There was obvs some bit unresolved in me
So its good to deal with it
Best of luck in ttc xxx
 
hmmohrma I am a teacher as well. I think this makes it harder because you see mothers and babies and pregnant mothers every day!!

All my tests have come back fine so far. I have PCOS and have read conflicting reports about the link to recurrent miscarriage. For me I think it is probably just PCOS causing it all...and I don't know how to fix that!
 
LouOscar - I remember you from WTT. I have had three losses, all different (mmc @6.5w, mmc @8.5w, and an ectopic at 5w)I had testing at the end of 2014 which came back normal. They assured me that it was just bad luck and that I have a good chance of taking my baby home next time. She is now lying on me trying to fall asleep. My losses all seem to be bad luck!
 
Wow quite a few teachers on here. I also teach and I must admit that it can be hard some days to see all of the happy families and you wonder when you will be a mummy and if you ever will be.
Recurrent MC leaves us in such an awful place as half the time they can't find anything wrong.
I guess we whist need to pray that it was all bad luck :thumbup:
 
I'm thinking of quitting because my heart isn't in it. I'm depressed and keep having to take time out after the miscarriages. I'm thinking of doing supply instead.

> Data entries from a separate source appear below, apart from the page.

PR #2330, opened 2025-03-20
:package: :robot: Include py3.13 tests

daquinteroflex:


yaugenst-flex:
@daquinteroflex looks like it's working!

pyproject.toml
```diff
@@ -21,9 +22,9 @@ documentation = "https://docs.flexcompute.com/projects/tidy3d/en/latest/"
 "Bug Tracker" = "https://github.com/flexcompute/tidy3d/issues"
 
 [tool.poetry.dependencies]
-python = ">=3.9,<4.0.0"
+python = ">=3.9,<3.14"
```
momchil-flex, line 25: This is always a dilemma: restrict it to 4.0, and maybe it will just work with the next python version, but we risk people coming back to us with something being broken. On the other hand, if we restrict directly we risk people coming back to us saying they can't install and they will only be able to do it when we patch (or we have to explain to them how to use a python venv, or how to install from source and modify this file).

momchil-flex (approved):
Looks good, one comment about python restriction, I really don't know what's better though.

pyproject.toml
momchil-flex: For what it's worth, with other dependencies we try not to restrict the upper version. But I guess python is quite specific in that e.g. we actually run tests for each version that we officially support.

daquinteroflex: Yeah maybe it can be more frustrating if it doesn't work when we say it "should" by specifying <4? Than to say, "it's not officially supported yet till we do a patch and test". So inclined to restrict personally

daquinteroflex:
Thanks @yaugenst-flex looks great!

pyproject.toml
yaugenst-flex: I kind of agree that you should be able to at least try to install on a newer python version even if it's not officially supported, so that's a bit of a dilemma. what about something like this in our `__init__`?
```py
if sys.version_info >= (3, 14):
    warnings.warn("This package has not been tested with Python 3.14+. Proceed at your own risk.")
```

yaugenst-flex: On the other hand, I don't think we've ever _not_ had issues when including a new Python version, so maybe there is not really a point in allowing it? If someone wants to do it anyways and is willing to tinker around then they can do that by cloning the repo?

momchil-flex: Yeah I'm pretty sure we've been oscillating about this. Before it was set to <4 it was actually restricted and then people were like hey I'm using the new version (I think it was 3.12 yeah) and we were like oh I guess let's not restrict it for the next one. :)

But I agree chances are it won't run right off the bat... So I'm fine restricting.

yaugenst-flex: Ok let's keep it like this for now then, and just keep up with the official Python release cycle. I like explicit.

PR #2331, opened 2025-03-21
Add periodic repetition in EME simulations

caseyflex:
Major changes:

- Adds a field `num_reps` to every `EMEGridSpec` class, which can be used to periodically repeat that subgrid while reusing mode solves, overlaps, and interface s-matrices
- Adds a class `EMEPeriodicitySweep` which allows sweeping the `num_reps` of every `EMEGridSpec` in the `EMESimulation.eme_grid_spec`. This is currently done by assigning names to `EMEGridSpec` objects, and then passing `num_reps` as a list of dictionaries, one for each sweep_index, and each of which is a mapping from the name of the subgrid which will be repeated to the desired number of repetitions of that subgrid.

Minor changes:

- When multiple freqs are provided, uses the largest for automeshing instead of raising an error.
- Adds methods `EMEExplicitGrid.from_structures` and `EMECompositeGrid.from_structure_groups` which place grid boundaries at structure bounds
- Increases `MAX_NUM_FREQS` to 100

Todo:

- [x] Check / extend test coverage

### DIFF
--- a/tidy3d/components/eme/grid.py
+++ b/tidy3d/components/eme/grid.py
@@ -3,7 +3,7 @@
 from __future__ import annotations
 
 from abc import ABC, abstractmethod
-from typing import List, Literal, Tuple, Union
+from typing import Dict, List, Literal, Optional, Tuple, Union
 
 import numpy as np
 import pydantic.v1 as pd
@@ -14,11 +14,13 @@ from ..base import Tidy3dBaseModel, skip_if_fields_missing
 from ..geometry.base import Box
 from ..grid.grid import Coords1D
 from ..mode_spec import ModeSpec
+from ..structure import Structure
 from ..types import ArrayFloat1D, Axis, Coordinate, Size, TrackFreq
 
 # grid limits
 MAX_NUM_MODES = 100
 MAX_NUM_EME_CELLS = 100
+MAX_NUM_REPS = 100000
 
 
 class EMEModeSpec(ModeSpec):
@@ -96,6 +98,29 @@ class EMEGridSpec(Tidy3dBaseModel, ABC):
     in the simulation.
     """
 
+    num_reps: pd.PositiveInt = pd.Field(
+        1,
+        title="Number of Repetitions",
+        description="Number of periodic repetitions of this EME grid. Useful for "
+        "efficiently simulating long periodic structures like Bragg gratings. "
+        "Instead of explicitly repeating the cells, setting 'num_reps' allows "
+        "the EME solver to reuse the modes and cell interface scattering matrices.",
+    )
+
+    name: Optional[str] = pd.Field(
+        None, title="Name", description="Name of this 'EMEGridSpec'. Used in 'EMEPeriodicitySweep'."
+    )
+
+    @pd.validator("num_reps", always=True)
+    def _validate_num_reps(cls, val):
+        """Check num_reps is not too large."""
+        if val > MAX_NUM_REPS:
+            raise SetupError(
+                f"'EMEGridSpec' has 'num_reps={val:.2e}'; "
+                f"the largest value allowed is '{MAX_NUM_REPS}'."
+            )
+        return val
+
     @abstractmethod
     def make_grid(self, center: Coordinate, size: Size, axis: Axis) -> EMEGrid:
         """Generate EME grid from the EME grid spec.
@@ -115,6 +140,46 @@ class EMEGridSpec(Tidy3dBaseModel, ABC):
             An EME grid dividing the EME simulation into cells, as defined
             by the EME grid spec.
         """
+
+    @property
+    def real_cell_indices(self) -> int:
+        """The cell indices inside this EME grid, starting at 0,
+        not including periodic repetition of cells."""
+        return np.arange(self.num_real_cells)
+
+    @property
+    @abstractmethod
+    def num_real_cells(self) -> int:
+        """Number of real cells in this EME grid spec."""
+
+    @property
+    def virtual_cell_indices(self) -> int:
+        """The cell indices inside this EME grid, starting at 0
+        and including periodic repetition of cells with ``num_reps``."""
+        return list(self.real_cell_indices) * self.num_reps
+
+    @property
+    def num_virtual_cells(self) -> int:
+        """Number of virtual cells in this EME grid spec."""
+        return len(self.virtual_cell_indices)
+
+    def _updated_copy_num_reps(self, num_reps: Dict[str, pd.PositiveInt]) -> EMEGridSpec:
+        """Update ``num_reps`` of named subgrids."""
+        if self.name is not None:
+            new_num_reps = num_reps.get(self.name)
+            if new_num_reps is not None:
+                return self.updated_copy(num_reps=new_num_reps)
+        return self
+
+    @property
+    def _cell_index_pairs(self) -> List[pd.NonNegativeInt]:
+        """Pairs of adjacent cell indices."""
+        cell_indices = self.virtual_cell_indices
+        pairs = []
+        for i in range(len(cell_indices) - 1):
+            if (cell_indices[i], cell_indices[i + 1]) not in pairs:
+                pairs.append((cell_indices[i], cell_indices[i + 1]))
+        return pairs
 
 
 class EMEUniformGrid(EMEGridSpec):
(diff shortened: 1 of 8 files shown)


tomflexcompute:
That's great @caseyflex . At the conference this week so hard to find a good chuck of time to carefully review it. Maybe @momchil-flex can take a look?

yaugenst-flex (commented):
Thanks @caseyflex, the code looks good to me, no comments there, only some high level ones regarding documentation.

This might just be my unfamiliarity with EME but from reading through the PR it wasn't really obvious to me when and how you would use this functionality, and for example what is the difference between a `EMEModeSpec(num_reps=N)` and an `EMEPeriodicitySweep`? A more detailed docstring at least for the latter would help greatly I think. Also perhaps a quick motivation in the docstring ("Periodic repetition [...] for X purpose") would go a long way. Is there a related example notebook?

caseyflex:
> Thanks @caseyflex, the code looks good to me, no comments there, only some high level ones regarding documentation.
> 
> This might just be my unfamiliarity with EME but from reading through the PR it wasn't really obvious to me when and how you would use this functionality, and for example what is the difference between a `EMEModeSpec(num_reps=N)` and an `EMEPeriodicitySweep`? A more detailed docstring at least for the latter would help greatly I think. Also perhaps a quick motivation in the docstring ("Periodic repetition [...] for X purpose") would go a long way. Is there a related example notebook?

Ah thanks @yaugenst-flex , I forgot the docstring. I'll add some details there. I think @tomflexcompute will make an example notebook once he has a bit of time.

Currently the api is like this:

```

unit_cell_grid_spec = td.EMEExplicitGrid(
    mode_specs=[mode_spec]*2,
    # boundaries=[0, p*ff, p],
    boundaries=[p*ff],
    name="unit cell")

port_cell_grid_spec = td.EMEUniformGrid(
    mode_spec=mode_spec,
    num_cells=1
)

eme_grid_spec = td.EMECompositeGrid(
    subgrids=[port_cell_grid_spec, unit_cell_grid_spec, port_cell_grid_spec],
    subgrid_boundaries=[0, p]
)

```

this defines a composite grid with two port subgrids (each having one cell) and a unit cell subgrid consisting of two cells which is meant to be periodically repeated, see the image below. The unit cell grid is named

Then there are two main ways you could use this. You could just set `unit_cell_grid_spec.num_reps` directly -- this would effectively repeat the unit cell that many times, and simulate a single structure. Alternatively, you can use `EMEPeriodicitySweep` like this:

```
n_list = [1, 50, 100]
sweep_spec = td.EMEPeriodicitySweep(num_reps=[{"unit cell": n} for n in n_list])
```

then this would simulate three different structures at once, with varying number of repetitions of the unit cell.

Let me know your thoughts on the API!

image

yaugenst-flex (dismissed):
Thanks for that explanation @caseyflex, that's really helpful, and the interface makes sense to me.

tomflexcompute (dismissed):
Thanks @caseyflex for the great addition of the EME capability!

tidy3d/components/eme/grid.py
```diff
@@ -249,6 +319,26 @@ def make_grid(self, center: Coordinate, size: Size, axis: Axis) -> EMEGrid:
             mode_specs=self.mode_specs,
         )
 
+    @classmethod
+    def from_structures(
+        cls, structures: List[Structure], axis: Axis, mode_spec: EMEModeSpec, **kwargs
+    ) -> EMEExplicitGrid:
+        """Create an explicit EME grid with boundaries aligned with
+        structure bounding boxes."""
```
momchil-flex: Since this is user-facing it should have a proper doc string with parameters and return, and maybe an example.

tidy3d/components/eme/grid.py
```diff
@@ -116,6 +141,46 @@ def make_grid(self, center: Coordinate, size: Size, axis: Axis) -> EMEGrid:
...
+    def updated_copy_num_reps(self, num_reps: Dict[str, pd.PositiveInt]) -> EMEGridSpec:
+        """Update ``num_reps`` of named subgrids."""
+        if self.name is not None:
+            new_num_reps = num_reps.get(self.name)
+            if new_num_reps is not None:
+                return self.updated_copy(num_reps=new_num_reps)
+        return self
+
+    @property
+    def cell_index_pairs(self) -> List[pd.NonNegativeInt]:
```
momchil-flex: Should this and `updated_copy_num_reps` be private? Or is there a reason we might want them user-exposed?

tidy3d/components/eme/grid.py
```diff
@@ -380,6 +470,108 @@ def make_grid(self, center: Coordinate, size: Size, axis: Axis) -> EMEGrid:
...
+    def from_structure_groups(
+        cls,
+        structure_groups: List[List[Structure]],
+        axis: Axis,
+        mode_specs: List[EMEModeSpec],
+        names: List[str] = None,
+        num_reps: List[pd.PositiveInt] = None,
+    ) -> EMECompositeGrid:
+        """Create a composite EME grid with boundaries aligned with
+        structure bounding boxes."""
```
momchil-flex: Same comment about full docstring.

tidy3d/components/eme/simulation.py
```diff
@@ -752,6 +784,15 @@ def _validate_monitor_setup(self):
...
                 )
+            if isinstance(monitor, EMEFieldMonitor):
+                if not np.array_equal(
+                    self.eme_grid_spec.virtual_cell_indices, self.eme_grid_spec.real_cell_indices
+                ):
+                    raise SetupError(
+                        f"Monitor at 'monitors[{i}]' is an 'EMEFieldMonitor', "
+                        "which is not compatible with periodic repetition "
+                        "('num_reps != 1' in any 'EMEGridSpec'.)"
+                    )
```
momchil-flex, line 796: Do we want to lift this restriction eventually?

tidy3d/components/eme/sweep.py
```diff
@@ -81,4 +83,46 @@ def num_sweep(self) -> pd.PositiveInt:
...
+    scattering matrices.
+
+    Compared to setting ``num_reps`` directly in the ``eme_grid_spec``,
+    this sweep spec allows varying the number of repetitions,
+    effectively simulating multiple structures in a single EME simulation.
+
+    Example
+    -------
+    >>> n_list = [1, 50, 100]
+    >>> sweep_spec = EMEPeriodicitySweep(num_reps=[{"unit_cell": n} for n in n_list])
```
momchil-flex, line 99: I'm not sure how I feel about using the `name` attribute for functional purposes. But this is not the first place in the code this happens. Just curious - is it used anywhere else in EME, and did you consider any alternatives?

momchil-flex (commented):
Thanks @caseyflex , just some small comments/questions

tomflexcompute:
Btw the current limit on the number of frequencies is still a little limited I find. Just wondering if the limit is due to cost consideration? The credit cost scales linearly with number of frequencies right?

caseyflex:
> Btw the current limit on the number of frequencies is still a little limited I find. Just wondering if the limit is due to cost consideration? The credit cost scales linearly with number of frequencies right?

@momchil-flex it was actually just based on simulations taking too long, I remember you weighed in on setting it to 20, shall we relax it to maybe 500?

tidy3d/components/eme/sweep.py
caseyflex: It’s only here. I considered forcing the sweep num_reps to be a list of tuples, each of which contained a num_reps for the current grid spec, as well as a list of num_reps for the sub grids if it is composite (as a recursive data structure in the same format as the grid spec). But this was way too cumbersome

tidy3d/components/eme/simulation.py
caseyflex: No, because the thing is the field may vary cell to cell on the repeated grid, so there is no way of capturing it on the original EME grid (before repetition)

tidy3d/components/eme/grid.py
caseyflex: Yeah, fair

momchil-flex:
> > Btw the current limit on the number of frequencies is still a little limited I find. Just wondering if the limit is due to cost consideration? The credit cost scales linearly with number of frequencies right?
> 
> @momchil-flex it was actually just based on simulations taking too long, I remember you weighed in on setting it to 20, shall we relax it to maybe 500?

Yeah I'm trying to remember now, not really sure but I think there was something to the effect that in many cases the EME time and cost would become (much?) larger than an FDTD run? So people might be surprised/unhappy. Do we want to be proactive about this @tomflexcompute or just let users do whatever they want? Maybe just a warning if more than e.g. 20 frequencies saying that EME time and cost scales with number of frequencies, while FDTD does not?

tomflexcompute:
I think it's much better to allow more frequency points and warn the users than not allowing it. Most people would probably do more than 20 frequency points. Maybe we can warn above 100 or something like that.

momchil-flex (approved):

PR #2332, opened 2025-03-21
`xarray>=2025.03` compatibility

yaugenst-flex:
Depends on https://github.com/flexcompute/tidy3d/pull/2330

Introduces a `tidy3d/compat.py` module where we can sort out these compatibility issues between packages in the future.


momchil-flex (approved):
Makes sense!

daquinteroflex (approved):

PR #2335, opened 2025-03-24
feat: add validation for units

rahul-flex:
Added setup errors for grid spacing `dl` and frequency (attached).

dl_error
freq_error

### DIFF
--- a/tidy3d/components/grid/grid_spec.py
+++ b/tidy3d/components/grid/grid_spec.py
@@ -276,6 +276,19 @@ class UniformGrid(GridSpec1d):
         units=MICROMETER,
     )
 
+    @pd.validator("dl", always=True)
+    def _validate_dl(cls, val):
+        """
+        Ensure 'dl' is not too small.
+        """
+        if val < 1e-7:
+            raise SetupError(
+                f"Uniform grid spacing 'dl' is {val} µm. "
+                "Please check your units! For more info on Tidy3D units, see: "
+                "https://docs.flexcompute.com/projects/tidy3d/en/latest/faq/docs/faq/What-are-the-units-used-in-the-simulation.html"
+            )
+        return val
+
     def _make_coords_initial(
         self,
         axis: Axis,
--- a/CHANGELOG.md
+++ b/CHANGELOG.md
@@ -7,6 +7,9 @@ and this project adheres to [Semantic Versioning](https://semver.org/spec/v2.0.0
 
 ## [Unreleased]
 
+### Added
+- Validation check for unit error in grid spacing.
+
 ### Changed
 - Supplying autograd-traced values to geometric fields (`center`, `size`) of simulations, monitors, and sources now logs a warning and falls back to the static value instead of erroring.
 - Attempting to differentiate server-side field projections now raises a clear error instead of silently failing.
--- a/tests/test_components/test_grid_spec.py
+++ b/tests/test_components/test_grid_spec.py
@@ -1,6 +1,7 @@
 """Tests GridSpec."""
 
 import numpy as np
+import pydantic.v1 as pydantic
 import pytest
 import tidy3d as td
 from tidy3d.exceptions import SetupError
@@ -515,3 +516,28 @@ def test_domain_mismatch():
         boundary_spec=td.BoundarySpec.pml(),
     )
     z = sim.grid.boundaries.z
+
+
+@pytest.mark.parametrize(
+    ("dl", "expect_exception"),
+    [
+        (1e-8, True),  # Below 1e-7 => fail
+        (1e-7, False),  # Exactly at lower bound => pass
+        (0.0, True),  # Zero => fail
+    ],
+)
+def test_uniform_grid_dl_validation(dl, expect_exception):
+    """Test the validator that checks 'dl' is between 1e-7 and 3e8 µm."""
+    if expect_exception:
+        with pytest.raises(pydantic.ValidationError):
+            _ = td.Simulation(
+                size=(1, 1, 1),
+                grid_spec=td.GridSpec.uniform(dl=dl),
+                run_time=1e-12,
+            )
+    else:
+        _ = td.Simulation(
+            size=(1, 1, 1),
+            grid_spec=td.GridSpec.uniform(dl=dl),
+            run_time=1e-12,
+        )


yaugenst-flex:
We encountered users specifying the wrong units in their simulation setup, so the motivation here is to introduce range-based validators and link to the relevant docs page to make sure users can quickly identify and correct unit issues. While the validators impose strict bounds, the idea is not to necessarily allow those values but simply catch setups that are clearly off by orders of magnitude. We had a stab at selecting bounds that would cover that but if you could double check @momchil-flex and @tomflexcompute?

momchil-flex:
I think it makes sense, the main concern is RF freqs, it seems like the warning will currently be raised for a wavelength larger than 1 meter, which is probably fine for all applications we're currently targeting? But may be close. But probably for a center frequency it's fine.

I remember we added a similar validator at some point, maybe only for the mode solver... But I can't find it now. @weiliangjin2021 do you remember?

tidy3d/components/grid/grid_spec.py
```diff
@@ -276,6 +276,20 @@ class UniformGrid(GridSpec1d):
         units=MICROMETER,
     )
 
+    @pd.validator("dl", always=True)
+    def _validate_dl(cls, val):
+        """
+        Ensure 'dl' is within a physically sensible range to catch common
+        unit mistakes.
+        """
```
yaugenst-flex: This fits on a single line, can remove everything after `sensible range`.

tidy3d/components/grid/grid_spec.py
```diff
@@ -276,6 +276,20 @@ class UniformGrid(GridSpec1d):
...
+        if not (1e-6 <= val <= 5e4):
```
yaugenst-flex: Probably `1e4` is fine here? Not that it matters much.

tidy3d/components/grid/grid_spec.py
```diff
@@ -276,6 +276,20 @@ class UniformGrid(GridSpec1d):
...
+            raise SetupError(
+                f"Uniform grid spacing 'dl' is {val} µm."
```
yaugenst-flex: Space missing here: `µm."` -> `µm. "`

tidy3d/components/source/time.py
```diff
@@ -95,6 +95,23 @@ class Pulse(SourceTime, ABC):
...
     )
 
+    @pydantic.validator("freq0", always=True)
+    def _validate_freq0(cls, val):
+        """
+        Ensure 'freq0' is within a physically sensible range to catch
+        common unit mistakes.
+        """
+        min_freq = C_0 / (1e6)
+        max_freq = C_0 / (1e-6)
```
yaugenst-flex: Can remove the parantheses here

tidy3d/components/source/time.py
```diff
@@ -95,6 +95,23 @@ class Pulse(SourceTime, ABC):
         ge=2.5,
     )
 
+    @pydantic.validator("freq0", always=True)
+    def _validate_freq0(cls, val):
+        """
+        Ensure 'freq0' is within a physically sensible range to catch
+        common unit mistakes.
+        """
```
yaugenst-flex: Same comment as above, I'd put this on a single line.

yaugenst-flex (changes requested):
Thanks @rahul-flex this looks good! Left some minor comments. Make sure to also add tests for these validators and a changelog entry (under the "Changed" section probably).

yaugenst-flex:
> it seems like the warning will currently be raised for a wavelength larger than 1 meter, which is probably fine for all applications we're currently targeting? But may be close.

Hmm I guess that also means we might want `dl` > 1cm? @momchil-flex

tomflexcompute (commented):
This is nice but I think 1m wavelength is actually a bit too restrictive for some use cases like radar and long range communication, even though these use cases are not common within our current user base.

yaugenst-flex:
@tomflexcompute I guess that would put us in the ~100m wavelength range?

tomflexcompute:
> @tomflexcompute I guess that would put us in the ~100m wavelength range?

yeah potentially. It's probably fine for now but in the future if we have more users from RF and microwave it might be a problem.

weiliangjin2021:
We have a validator [here](https://github.com/flexcompute/tidy3d/blob/14f326d2201488376b24a81fbcb720bf59c74d02/tidy3d/components/validators.py#L417-L435) checking the minimal frequency. The lowest frequency is 1e5 Hz ([here](https://github.com/flexcompute/tidy3d/blob/14f326d2201488376b24a81fbcb720bf59c74d02/tidy3d/components/validators.py#L46-L47)).

It's applied to FreqMonitor [here](https://github.com/flexcompute/tidy3d/blob/14f326d2201488376b24a81fbcb720bf59c74d02/tidy3d/components/monitor.py#L103), and source [here](https://github.com/flexcompute/tidy3d/blob/14f326d2201488376b24a81fbcb720bf59c74d02/tidy3d/components/source/base.py#L61-L65).

rahul-flex:
Thanks for the comments @yaugenst-flex @momchil-flex @tomflexcompute @weiliangjin2021. Should we make upper bound of dl > 1cm (say 10 cm?) and lower bound of frequency:  1e5 Hz?

weiliangjin2021:
> Should we make upper bound of dl > 1cm (say 10 cm?) and lower bound of frequency: 1e5 Hz?

I wonder if we really need a validator for grid size. If the grid size is too large, you'll get just one grid in that dimension, and it should be easy to spot the issue? And if the grid size is too small, I think there is already a validator that checks the total number of grid points below a threshold value.

Now if we go for a validator for grid size, with lower bound frequency 1e5 Hz, corresponding to wavelength 300m, the upper bound of grid size will be 30 m.

rahul-flex:
> And if the grid size is too small, I think there is already a validator that checks the total number of grid points below a threshold value.

@weiliangjin2021 Thanks for the bound values. 
I’m not aware of an existing validator for grid size. Currently, the error for fine grid
seems to be due to high memory allocation, as reported by a user ( screenshot attached).
Screenshot 2025-03-25 at 7 32 44 PM

weiliangjin2021:
> > And if the grid size is too small, I think there is already a validator that checks the total number of grid points below a threshold value.
> 
> @weiliangjin2021 Thanks for the bound values. I’m not aware of an existing validator for grid size. Currently, the error for fine grid seems to be due to high memory allocation, as reported by a user ( screenshot attached). Screenshot 2025-03-25 at 7 32 44 PM

See https://github.com/flexcompute/tidy3d/blob/14f326d2201488376b24a81fbcb720bf59c74d02/tidy3d/components/simulation.py#L3701-L3709. But it seems it errorred already before reaching here.

rahul-flex:
> . But it seems it errorred already before reaching here.

Ohh, I see! Thanks!

tidy3d/components/source/time.py
```diff
@@ -95,6 +95,22 @@ class Pulse(SourceTime, ABC):
...
+        max_freq = C_0 / 1e-6
+        if not (min_freq <= val <= max_freq):
+            raise SetupError(
+                f"Pulse central frequency 'freq0' is {val:.3e} Hz, which corresponds "
+                f"to a free-space wavelength of {C_0 / val:.3e} µm. "
+                "Check your units! For more info on Tidy3D units, see: "
+                "https://docs.flexcompute.com/projects/tidy3d/en/latest/faq/docs/faq/What-are-the-units-used-in-the-simulation.html"
+            )
+        return val
+
```
yaugenst-flex: As @weiliangjin2021 pointed out, there already is a frequency validator which we could reuse. Would it make sense to also add an upper frequency bound to that validator?

yaugenst-flex:
> > > And if the grid size is too small, I think there is already a validator that checks the total number of grid points below a threshold value.
> > 
> > 
> > @weiliangjin2021 Thanks for the bound values. I’m not aware of an existing validator for grid size. Currently, the error for fine grid seems to be due to high memory allocation, as reported by a user ( screenshot attached). Screenshot 2025-03-25 at 7 32 44 PM
> 
> See
> 
> https://github.com/flexcompute/tidy3d/blob/14f326d2201488376b24a81fbcb720bf59c74d02/tidy3d/components/simulation.py#L3701-L3709
> 
> . But it seems it errorred already before reaching here.

I think the size validator is not quite the same though, or at least if there is an opportunity to catch a bad `dl` earlier that'd still be beneficial. Actually we could also just change the `dl` validator have no upper but only a lower bound.

yaugenst-flex (approved):
Thanks @rahul-flex 

@weiliangjin2021 fyi we ended up going conservative and only check for tiny grid spacing now. This check would've already caught the error the user that prompted this PR was seeing.

weiliangjin2021:
> @weiliangjin2021 fyi we ended up going conservative and only check for tiny grid spacing now. This check would've already caught the error the user that prompted this PR was seeing.

Looks nice! A minor: "if not (1e-7 <= val)"  --> "if val <1e-7" would be easier to read

rahul-flex:
Thanks @weiliangjin2021 and @yaugenst-flex for the comments. Simplified the condition.

yaugenst-flex:
Thanks @rahul-flex looks good to go but could you please squash this into a single commit before we merge and make sure the changelog entry is in the right place. currently it's listed as a changelog item under 2.8.2 (should go under "unreleased")

momchil-flex:
@yaugenst-flex @rahul-flex a user just had some simulations erroring because they had obviously set units wrong, which resulted in a grid spacing on the scale of 1e-9. However, this was still an auto grid (they had also set source frequency wrong), so it was not caught by this validator. A large number of our users probably use auto grid instead of uniform grid - it would be good to have a similar validator there. However, in that case it should be a Simulation `post_init` validator, as the grid needs to be constructed to examine the smallest dl.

How do/did you cope with work after miscarriages? Did you have time out? Did management understand?
 
LouOscar - I remember you from WTT. I have had three losses, all different (mmc @6.5w, mmc @8.5w, and an ectopic at 5w)I had testing at the end of 2014 which came back normal. They assured me that it was just bad luck and that I have a good chance of taking my baby home next time. She is now lying on me trying to fall asleep. My losses all seem to be bad luck!


Aww congratulations!!! I'm so happy you got there in the end!! Hope I can too!
 
My work have been fab through my losses.
I would say this time though I have been left to get on with it more and people dont really know what to say. But overall has been ok.
I do find I don't perform as well at times as I feel That I have too much on my plate. I have so much to do but don't have the motivation to do it all. I also find I get tired quickly and I just want to relax.
Not the easiest of jobs to be in when you suffer with RPL but I guess it keeps us busy at least :flower:
 
My principal and colleagues (that know) have been great. I have been lucky enough to have a principal that has let me go to my RE appointments and leave school early without being docked several days this school year. The kids actually keep my ind off of the sadness, but it often hits on my long commute to and from school.